How do you find the volume of a regular dodecahedron from its edge length?

For a regular dodecahedron with edge length a, the volume is given by V = ((15 + 7√5) / 4) · a³. Simply measure the edge length, cube it, and multiply by the constant (15 + 7√5) / 4.

Which units can this dodecahedron volume calculator use?

The calculator supports meters, centimeters, millimeters, inches, feet, and yards. It converts internally so you can freely switch units while keeping the geometry consistent.

Can I recover the edge length from the volume of a regular dodecahedron?

Yes. If V is the volume, the edge length a is obtained from the inverse formula a = cube_root(4V / (15 + 7√5)). The calculator implements this mode so you can input a volume and get the corresponding edge length.

Is the dodecahedron volume formula exact or an approximation?

The formula V = ((15 + 7√5) / 4) · a³ is exact. In practice, numerical results are rounded to a reasonable number of decimal places, but the underlying computation uses the exact constant and double-precision arithmetic.

Regular Dodecahedron Volume Calculator

Compute the volume of a regular dodecahedron from its edge length – or recover the edge length from a known volume. The tool uses the exact formula \( V = \frac{15 + 7\sqrt{5}}{4} a^3 \) and supports both metric and imperial units.

Formula for the volume of a regular dodecahedron

A regular dodecahedron is a Platonic solid with 12 congruent regular pentagonal faces, 20 vertices, and 30 edges. If we denote the edge length by \( a \), its volume is

\( V = \dfrac{15 + 7\sqrt{5}}{4}\, a^{3} \)

The constant \( \dfrac{15 + 7\sqrt{5}}{4} \approx 7.6631 \) is dimensionless. This means that if \( a \) is measured in meters, you obtain the volume in cubic meters; if \( a \) is in centimeters, you get cubic centimeters, and so on.

Step-by-step example

Suppose the edge length is \( a = 2\ \text{cm} \). Then:

Cube the edge length: \( a^{3} = 2^{3} = 8\ \text{cm}^{3} \).
Compute the constant: \( \dfrac{15 + 7\sqrt{5}}{4} \approx 7.6631 \).
Multiply: \( V \approx 7.6631 \times 8 \approx 61.3\ \text{cm}^{3} \).

The calculator performs exactly these steps internally (using the full precision of \( \sqrt{5} \)), then rounds the result to a user-friendly number of decimal places.

Inverse formula: edge length from volume

When the volume \( V \) is known and you want the edge length \( a \), you can invert the formula:

\( a = \sqrt[3]{ \dfrac{4V}{15 + 7\sqrt{5}} } \)

This is the formula used by the volume → edge length mode. You can specify the volume in any supported cubic unit (m³, cm³, mm³, in³, ft³, or yd³); the tool converts internally and returns an edge length in the corresponding linear unit.

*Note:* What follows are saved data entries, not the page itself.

PR #561, opened 2026-08-09
feat: responsive grid layout and alphabetical sorting for list flags

kaifcodec:
- Display user and email module listings (-lu and -le) in a responsive rich Table grid filling terminal size
- Render module items inside panels with inner Table grids for pixel-perfect vertical column alignment
- Sort categories and site modules inside each category 100% alphabetically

How to use the regular dodecahedron volume calculator

Choose the calculation mode. Use “Given edge length → volume” if you know the edge, or “Given volume → edge length” if you know the volume.
Enter the known value. Type the edge length or volume as a positive number, then select the appropriate unit.
Click “Calculate”. The primary result box shows the main quantity (volume or edge length), while the secondary lines show converted values (cubic meters and liters for volume mode, meters for edge length mode).
Adjust units as needed. You can switch units and recompute instantly to compare metric and imperial measurements.

FAQ – Regular dodecahedron volume

What is the volume formula for a regular dodecahedron?

For a regular dodecahedron with edge length \( a \), the volume is \( V = \dfrac{15 + 7\sqrt{5}}{4} a^{3} \). This formula is exact and follows from the geometry of the dodecahedron as a Platonic solid.

Which units can I use for the edge length?

The calculator accepts meters, centimeters, millimeters, inches, feet, and yards. Internally, all values are converted and processed using consistent units to avoid rounding errors.

What is the typical use of a dodecahedron volume calculator?

Typical applications include mathematical exercises in solid geometry, visualization of Platonic solids, 3D printing and modelling of gaming dice or decorative objects, and analytic checks in computational geometry.

Does this calculator work for non-regular dodecahedra?

No. The formula used here is valid only for a regular dodecahedron (all edges equal, all faces regular pentagons). For an irregular dodecahedron with varying edge lengths or face shapes, the volume must be computed using more general 3D geometry methods.